Numerical investigation on the fluid droplet separation performance of corrugated plate gas-liquid separators

Abstract

Separation and purification technology should be optimized, the performance of corrugated plate gas-liquid separators presently need to be geometrically improved for the low separation efficiency and high pressure cost. This paper mainly investigates the separation performance of corrugated plate gas-liquid separators with different vane types through 3D computational fluid dynamics (CFD).The velocity, pressure, and turbulence energy magnitude that are remarkably influenced by vanes’ type are compared, and friction factor (f) and separation efficiency (η) that are correlated to the vane type are numerically analyzed.

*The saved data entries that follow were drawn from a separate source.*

PR #2376, opened 2026-01-20
EDM-3127: Add Helm OCI chart prefetching support

kkyrazis:
Wires up the dependency to manager to handle CRI vs podman based images and to handle pull configs properly.

## Summary by CodeRabbit

* **New Features**
  * Helm chart dependency support.
  * Broader runtime support: Podman and CRI images are detected and handled.
  * Per-target pull/configuration support for fetching container artifacts.

* **Refactor**
  * Centralized CLI client handling for image/chart operations.
  * Reworked pull/config flow to use a provider abstraction and wired into prefetch/pull logic.

### DIFF
--- a/internal/agent/agent.go
+++ b/internal/agent/agent.go
@@ -157,6 +157,22 @@ func (a *Agent) Run(ctx context.Context) error {
 	// create skopeo client
 	skopeoClient := client.NewSkopeo(a.log, executer, deviceReadWriter)
 
+	// create kube client
+	kubeClient := client.NewKube(a.log, executer, deviceReadWriter)
+
+	// create helm client
+	helmClient := client.NewHelm(a.log, executer, deviceReadWriter, a.config.DataDir)
+
+	// create CRI client
+	criClient := client.NewCRI(a.log, executer, deviceReadWriter)
+
+	// create CLI clients
+	cliClients := client.NewCLIClients(
+		client.WithKubeClient(kubeClient),
+		client.WithHelmClient(helmClient),
+		client.WithCRIClient(criClient),
+	)
+
 	// create systemd client
 	systemdClient := client.NewSystemd(executer)
 
@@ -255,8 +271,10 @@ func (a *Agent) Run(ctx context.Context) error {
 
 	// create prefetch manager
 	prefetchManager := dependency.NewPrefetchManager(
-		a.log, podmanClient,
+		a.log,
+		podmanClient,
 		skopeoClient,
+		cliClients,
 		deviceReadWriter,
 		a.config.PullTimeout,
 		resourceManager,
--- a/internal/agent/device/dependency/dependency.go
+++ b/internal/agent/device/dependency/dependency.go
@@ -33,39 +33,42 @@ const (
 type OCIType string
 
 const (
-	OCITypeImage    OCIType = "Image"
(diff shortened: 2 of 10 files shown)


internal/agent/device/dependency/dependency.go
```diff
@@ -33,39 +33,42 @@ const (
 type OCIType string
 
 const (
-	OCITypeImage    OCIType = "Image"
-	OCITypeArtifact OCIType = "Artifact"
-	OCITypeAuto     OCIType = "Auto"
+	OCITypePodmanImage    OCIType = "PodmanImage"
```
kkyrazis, line 36: request: I'm not thrilled with this approach as `CRIImage` and `PodmanImage` are technically the same "thing" and all that's really different is how the image is fetched. 

I didn't feel it was appropriate to pass along a "ImageFetcher" (podman or crictl) as I would like the keep the separation of defining what the PullTarget is and letting the manager figure out the how. 

I toyed with a separate Runtime property, but that didn't seem any better either.

internal/agent/device/dependency/dependency.go
```diff
@@ -444,6 +448,35 @@ func (m *prefetchManager) Schedule(ctx context.Context, targets []OCIPullTarget)
...
+	case OCITypeCRIImage:
+		if cfg := target.Configs.Get(client.ConfigTypeContainerSecret); cfg != nil {
+			opts = append(opts, client.WithPullSecret(cfg.Path))
+		}
+		if cfg := target.Configs.Get(client.ConfigTypeCRIConfig); cfg != nil {
+			opts = append(opts, client.WithCRIConfig(cfg.Path))
+		}
+	case OCITypePodmanImage, OCITypePodmanArtifact, OCITypeAuto:
+		if cfg := target.Configs.Get(client.ConfigTypeContainerSecret); cfg != nil {
+			opts = append(opts, client.WithPullSecret(cfg.Path))
```
hexfusion: does auth change per pull or per syncDevice

internal/agent/agent.go
```diff
@@ -157,6 +157,24 @@ func (a *Agent) Run(ctx context.Context) error {
...
+	criClient := client.NewCRI(a.log, executer, deviceReadWriter)
+
+	// create CLI clients
+	cliClients := client.NewCLIClients(
+		client.WithPodmanClient(podmanClient),
+		client.WithSkopeoClient(skopeoClient),
+		client.WithKubeClient(kubeClient),
+		client.WithHelmClient(helmClient),
+		client.WithCRIClient(criClient),
+	)
```
hexfusion, line 174: neat

internal/agent/device/dependency/dependency.go
kkyrazis: It _should_ be per syncDevice

internal/agent/agent.go
kkyrazis: updated to avoid conflicts with: https://github.com/flightctl/flightctl/pull/2377 
will evaluate again in the near future whether it makes sense to include the new changes

internal/agent/device/dependency/dependency.go
keitwb: In the context of this dependency fetcher it makes sense since it is "an image for podman" and "an image for CRI" which are very distinct.

PR #2377, opened 2026-01-20
EDM-2636: User aware clients + image pruner

keitwb:
This makes the podman, skopeo, journalctl, and systemd clients capable of being instantiated for a specific user on the system via a factory.

Everything still makes use of the process user (root) as of now, but later with rootless applications, we will run things as specific users.

Executer user handling is still pending PR and has not been hooked up yet.

The image pruner is also made user-aware in a way that is backwards compatible with the json state file on disk.

There are several more things that need to be user-aware but this is a start.

## Summary by CodeRabbit

* **New Features**
  * Per-user client support and ownership-aware image/artifact management (pruning/operations now track owners).

* **Refactor**
  * Centralized factory-based wiring for system services and container/image clients to improve reuse and testability.

* **Tools**
  * Added a user lookup utility for resolving system user IDs and home directories.

* **Documentation**
  * Updated embedded API/OpenAPI spec and metadata to reflect the new Username type.

* **Public API**
  * Several public fields now use the new Username type (affects JSON typing/serialization).


internal/agent/device/image_pruning/manager.go
```diff
@@ -230,8 +234,26 @@ func (m *manager) getImageReferencesFromSpecs(ctx context.Context, device *v1bet
 // References are stored without categorization during recording.
 // Categorization happens during pruning when we can check if they exist as images or artifacts.
 type ImageArtifactReferences struct {
-	Timestamp  string   `json:"timestamp"`
+	Timestamp string `json:"timestamp"`
+	// Deprecated in favor of ReferencesWithOwner. Old data will still be read from this field but
```
kkyrazis: image pruning is a 1.1 feature so it should be acceptable to just change the format to whatever is currently required.

internal/agent/device/image_pruning/manager.go
```diff
@@ -230,8 +234,26 @@ func (m *manager) getImageReferencesFromSpecs(ctx context.Context, device *v1bet
...
+	// Replacement for References that includes user ownership information.
+	ReferencesWithOwner []ImageRef `json:"referencesWithOwner"`
+}
+
+type ImageRef struct {
+	Image string `json:"image"`
+	Owner string `json:"owner"`
+}
+
+// GetReferences allows the
```
kkyrazis: incomplete comment

internal/agent/device/image_pruning/manager.go
```diff
@@ -810,13 +836,20 @@ func (m *manager) extractNestedTargetsFromSpec(ctx context.Context, device *v1be
 			continue
 		}
 
-		imageRef := imageSpec.Image
+		imageName := imageSpec.Image
+
+		// TODO: Update this to use specific users when available
+		podmanClient, err := m.podmanClientFactory("")
```
kkyrazis, line 828: This is because users aren't defined on the app spec yet?

pkg/executer/executer.go
```diff
@@ -46,15 +49,15 @@ func LookupUserOptions(username string) ([]ExecuterOption, error) {
 	}
 
 	return []ExecuterOption{
-		WithUIDAndGID(uid, gid),
+		WithUIDAndGID(uint32(uid), uint32(gid)), //nolint:gosec
```
kkyrazis: nit: but can you add comments why you're disabling linting?

keitwb: Added.

internal/agent/device/image_pruning/manager.go
keitwb: Removed this function.

internal/agent/device/image_pruning/manager.go
keitwb: Ok, I just replaced the old type then. Hopefully it won't trip up anybody using dev builds.

internal/agent/device/image_pruning/manager.go
keitwb: Yes, two PRs after this one will have it. Blank user means the current process user.

internal/agent/device/image_pruning/manager.go
```diff
@@ -958,25 +987,29 @@ func (m *manager) validateCapability(ctx context.Context) error {
...
-func (m *manager) removeEligibleImages(ctx context.Context, eligibleImages []string) (int, []string, error) {
+func (m *manager) removeEligibleImages(ctx context.Context, eligibleImages []ImageRef) (int, []ImageRef, error) {
 	var removedCount int
-	var removedRefs []string
+	var removedRefs []ImageRef
 	var removalErrors []error
 
-	for _, imageRef := range eligibleImages {
+	for _, ref := range eligibleImages {
+		podmanClient, err := m.podmanClientFactory(ref.Owner)
```
kkyrazis, line 996: I imagine the answer is no, but is there much overhead in having to resolve the user info for every factory call? I would guess that the overall number of owners is pretty small.

keitwb: My plan is to memoize the lookup process at the function in `userutil` so that it doesn't require any syscalls to retrieve. That will be in a subsequent PR.

pkg/executer/executer.go
```diff
@@ -30,6 +30,9 @@ type ExecuterOption func(e *commonExecuter)
 // LookupUserOptions generates a set of options to NewCommonExecuter used to execute commands as a
 // different user.
 func LookupUserOptions(username string) ([]ExecuterOption, error) {
+	if username == "" {
+		return nil, nil
```
hexfusion, line 34: question: why isnt this an error? if the user is empty why call lookup?

internal/agent/client/skopeo.go
```diff
@@ -40,6 +42,42 @@ type Skopeo struct {
 	readWriter fileio.ReadWriter
 }
 
+// SkopeoFactory creates a skopeo client. A blank username means to use the process user.
+type SkopeoFactory func(v1beta1.Username) (*Skopeo, error)
+
+func NewSkopeoFactory(log *log.PrefixLogger, testRootDir string) SkopeoFactory {
```
hexfusion, line 48: feels strange that all these factories need to reason about a testRootDir. then in general why do clients need to reason about users at all vs just the executor?

pkg/executer/executer.go
keitwb: The semantics are: 

- blank username == current process user
- "Options for the current process user" -> No options needed
- "Options for an explicit user" -> A set of options.

In a subsequent PR I'm making the blank string a const for current process user to make it more explicit.

internal/agent/client/skopeo.go
keitwb: I've already changed this to accept an executor factory instead of the testRootDir. Will be in the next PR in this series.

PR #1272, opened 2020-07-10
Move lots of things to the core package

ang-zeyu:

• [x] Other, please explain: package content restructure

devGuide:
```
The command-line interface (CLI) application, which accepts commands from users and then uses the core library to parse and generate web pages, resides in the root.
```

let's move the `markbind-cli` package content to `@markbind/core` to further conform to this

All that can be moved has been moved to `@markbind/core` has been moved.

Functional tests aren't moved since they are more of e2e tests concerning the commands in `markbind-cli`

In each commit, what is stated in the commit message is first moved, then:
- it's dependencies are also moved (the `require(...)`'s)
- dependencies as stated by the `markbind-cli` and `@markbind/core` `package.json`s are removed and added accordingly
- any other necessary modifications (notably file paths) to ensure nothing breaks at any particular commit

- `Progress` (progress bar) dosen't seem like something that should be moved to `@markbind/core` considering it exists for `cli`. That said it shouldn't break `@markbind/core` as a standalone package, if it makes sense we can extract it out again in the future. (0c07b86)
- this PR can be broken up at any point for easier reviewing 😬 (**RFC**), some changes in earlier commits are overwritten by later ones though

Move non-cli functionalities to @markbind/core

The cli package houses numerous key functionalities in site generation,
such as the Site and Page models.

Let's move all non-cli related functionality to the @markbind/core
package instead.
This encourages `markbind-cli` to focus solely on the `cli` aspect of
the application.


ang-zeyu:
@acjh do you have time to review this? It's really just tedious work here, I don't think there's much for discussion. (if anything maybe just the dev guide update commit)
If not I'll merge this in a while

Issue #1285, opened 2020-07-26
v2.15.0 fails to install entirely


ang-zeyu:
**Tell us about your environment**

* **MarkBind Version:** the next (unpublished) release

**What actually happened? Please include the actual, raw output.**

![Untitled](https://user-images.githubusercontent.com/3306138/88471387-76b7d280-cf3b-11ea-8b60-a240c9443c89.png)

**What did you do? Please include the actual source code causing the issue.**

Suspected cause: we moved towards using relative file specifiers in `package.json` (`@markbind/core: "file:packages/core"`) since the last release. I've confirmed that subpackage `package.json`s are indeed published, however, when doing `npm install -g`, npm attempts to resolve the root `package.json`'s dependencies first without having downloaded the entire package (including the subpackage's `package.json`). This causes the above error.

**Attempted Solutions** (from posts and articles)
- `npm cache clean --force` + `npm cache verify` - dosen't work, and users shouldnt have to do this to upgrade.
- using npm [shrinkwrap](https://docs.npmjs.com/cli/shrinkwrap), which is essentially a publishable `package-lock.json`. This causes a `maximum call stack size exceeded` error with a not very useful debug log either.

**Proposed solution**

We opted for the current structure (a root `markbind-cli` package with 2 subpackages) for reasons of simplicity for now. From searching up similar issues, the working solutions _all_ tended towards:
```
_private_ (unpublished) root package.json managed by lerna / yarn workspaces (simply a meta file, possibly containing dev dependencies, but not actually a package)
packages (all published independently)
  - package A
  - package B
  - package C
  - ...
```

which is also the structure many well known projects use (babel, react, gatsby, ...). 
The devtools often used here are lerna (+ yarn workspaces).

_Solution_: Let's move towards this more conventional structure, and publish each package independently and separately using lerna as a high level helper (yarn workspaces can come later if really needed).
This also paves the way for future packages https://github.com/MarkBind/markbind/pull/1248#issuecomment-643800784.

1. Move markbind-cli into `packages/cli` (but retain package naming for "backwards naming compatibility") (PR 1)
2. setup lerna, edit the devguide sections accordingly (PR 2)
3. publish

**Reservations**

It's a little strange for `package.json`s to allow relative `file:...` specifiers but have them break when published. I haven't been able to find much on this (most solutions just tended towards lerna + yarn) so far either.

[...]

PR #1291, opened 2020-07-27
Setup lerna

ang-zeyu:

• [x] Other, please explain:

Resolves https://github.com/MarkBind/markbind/issues/1285

See #1285

Commit order:
- Move all cli files to `packages/cli` 5a56a69
  - and update `.gitignore` ignore path accordingly
- Add`.npmignore` for core package d7ca8bc
- Setup lerna (gitignore update + `lerna init` + `lerna bootstrap`) 7979698
- Update font awesome test files (the previous step caused some package-lock versions to change, which caused font awesome to update 605a4e2
- Adapt test scripts f7c16e3
- Adapt linting configs, scripts c3c22bc
  - this commit also unifies the linting into one call to `eslint .`, and ditches separately running `eslint .` in all packages. This allows vue-components' eslint to properly extend the root config
- Move vue-components script to root private package 823e9ec
- Adapt CI and setup (install) scripts b0d33ca
- Update devguide bbe4bec (wip)
  - the publishing process is yet to be tested here

* bbe4bec 's publishing process is yet to be dummy tested

**Testing instructions:**
- no change -- `npm run test`
  - under the hood this now runs eslint & stylelint, then the `test` npm script in all packages separately

The cli and core packages uses relative file specifiers to link
dependencies in the mono repo. This causes a published cli package to
fail to install.

Besides site generation, the core package also houses several other
things like templates, assets and plugins, which can be moved into
separate packages for better separation of concerns.

Let's extract the main cli package into packages/cli as such, resulting
in a flat package structure.
The multi package structure implies publishing all packages
independently, which fixes the usage of relative file specifiers.

Let's also setup lerna, which is a multi-package monorepo development
and dependency management helper.
This greatly reduces the amount of work needed to manage multiple
independent packages.


.eslintignore
```diff
@@ -2,6 +2,33 @@
 node_modules
 packages/core/src/lib/markdown-it/*
 packages/core/src/lib/markdown-it-shared/*
-packages/vue-components
 
 !.eslintrc.js
+
+# vue-components
```
marvinchin, line 8: Just wondering - is there any reason why we don't just use `packages/vue-components` here?

docs/devGuide/settingUp.md
```diff
@@ -32,14 +32,16 @@ We recommend the **WebStorm IDE** for working with MarkBind code.
 ## Setting up the dev environment
 
 1. **Fork and clone** the MarkBind repo.
-1. **Install dependencies** by running `npm run ci:all`
-   <popover header="Why **2** `ci` commands?" content="Our components subpackage depends on `node-sass` indirectly, which depends on `fsevents`.<br><br> `fsevents` is not needed nor compatible with Windows, and `npm ci` does not respect this since it uses `package-lock.json`.">(`ciwin:all` if you are on a Windows machine)</popover>
-   in the root folder of your cloned repo.
-1. **To bind your cloned version of MarkBind to your console** (instead of the released version of MarkBind), run `npm link` in the root folder of the cloned repo.
+1. **Install dependencies** by running <popover content="Under the hood, this calls `npm ci` and `lerna bootstrap`">`npm run setup`</popover> in the root folder of your cloned repo.
```
marvinchin, line 35: I had some issues due to existing `node_modules` directories in the existing packages. Do you think it's worth adding a note here for existing markbind devs to first run `lerna clean` before running `npm run setup`?

docs/devGuide/settingUp.md
```diff
@@ -32,14 +32,16 @@ We recommend the **WebStorm IDE** for working with MarkBind code.
...
+  <box type="info" seamless>
+  MarkBind uses <md>[lerna](https://github.com/lerna/lerna)</md>, a popular multi-package development tool, to manage it's dependencies. It is essentially a high level wrapper over node and npm's functionalities
+  </box>
+  
+1. **To bind your cloned version of MarkBind to your console** (instead of the released version of MarkBind), run `npm link` in the `packages/cli` folder of the cloned repo.
```
marvinchin, line 40: Does this work for you now? I'm getting errors because our internal packages haven't been published yet.

ang-zeyu: got that too, you could get around it by temporarily removing the `@markbind/core` dependency and `npm link` then undoing it

docs/devGuide/settingUp.md
ang-zeyu: `lerna clean` won't work unless you have it installed globally or have run `npm ci` (which `npm run setup` does) first unfortunately. I think the devguide should be written in the perspective of new developers always though. Experienced developers could always drop an issue / ping, and have a likely have a better understanding of node already 😁

.eslintignore
ang-zeyu: 👍 fixed

ang-zeyu: > Some questions/thoughts:
> - Do you know why the FontAwesome version was bumped? Ideally, we should retain the original version in this PR to keep these concerns separate and avoid unnecessary diffs.

we previously installed the core package transitively via the cli package, so there was no `package-lock` there. so the latest semantic ver gets installed.

I'll get out a separate pr to update it though, then rebase this one on top of that

> - I feel that we should keep the `README.md` in the root. This can help new devs who first visit our repo some information on the project and how to get started at first glance. Maybe we should set up a new README for `cli` and each of the other leaf packages, with a short explanation on what each package does.

🤦‍♂️ unintentional. Will revert and add some brief readmes for `cli/core` after the `npmignore` commit during the rebase above

ang-zeyu:
Updated:
- reverted README.md movement 502041c
- add README for cli / core package 6360743
- dropped font awesome commit

---

https://github.com/lerna/lerna/blob/master/doc/hoist.md

Also switched over to `lerna bootstrap --hoist` in `npm run setup` (`package-lock` changes in 502041c & d6b62c3 only), which is compatible with the current setup and should install faster + take up less space.

the second disadvantage mentioned isn't applicable either as `eslint-plugin-import` guards against it

docs/devGuide/settingUp.md
marvinchin: ah fair enough!

packages/cli/package-lock.json
```diff
@@ -0,0 +1,4683 @@
+{
```
marvinchin, line 1: I presume that these package-lock changes are done by `lerna bootstrap`? Ideally we'd be able to verify that our dependency versions are still the same, but these diffs seem a little too large to manually verify 🙁

packages/vue-components/src/Searchbar.vue
```diff
@@ -21,9 +21,9 @@ export default {
       }
       const pages = [];
       const regexes = this.value.split(' ')
-        .filter((searchKeyword) => searchKeyword !== '')
```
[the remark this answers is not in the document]
ang-zeyu: yup the vue eslintrc now properly extends the previous root config

packages/cli/package-lock.json
ang-zeyu: yep, I think that if our functional tests stay the same we should be good though, since `package-lock` is only effective in development environment

if there are changes (like the font awesome bundles), we can then investigate them and deal with the diff in a separate pr

ang-zeyu:
Updated @marvinchin, seems to work. Travis seems to be broken on all prs though, likely unrelated to the changes here

494ba03 - rename the packages with `markbind-` prefix
4dc983d - changed `lerna publish` to -> `lerna publish from-git` ( tells lerna to use the version commit from `lerna version` instead of running `lerna version` again )

marvinchin:
This is a big PR with multiple steps. I feel that we should do a merge commit, rather than squashing the commit history here.

I also think we should add some detail to commit 494ba03 explaining why we are doing the renaming.

ang-zeyu:
> This is a big PR with multiple steps. I feel that we should do a merge commit, rather than squashing the commit history here.

yup that's the plan

> I also think we should add some detail to commit [494ba03](https://github.com/MarkBind/markbind/commit/494ba03d56ff767a9d32f88d03c06a5f37efb983) explaining why we are doing the renaming.

Just received npm permissions from @yamgent, will revert back to `@markbind/xx`!

ang-zeyu:
reverted to `@markbind`, should be ready to merge now. Thanks @marvinchin @yamgent!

The fluid film thickness and droplet diameter distribution are predicted, and the variations in pressure drop, grade separation efficiency, and overall separation efficiency are obtained to evaluate the performance of separators. And additionally, the correlations for the collection efficiency as a function of the Stokes number have been found, and the numerical data to those correlations have been fitted. It is found that the separator STV1 contributes mostly in enhancing the separation efficiency but with high pressure drop, and separators PV and SV have low pressure drop and separation efficiency. The separator MV is considered to have optimized performance for the 24.3 Pa and 97.6% under the airflow velocity U = 1.00 m/s, the separator can be used in a wider range of airflow velocity without losing the separation performance. This study can be used as a reference for the design of wave plate separator.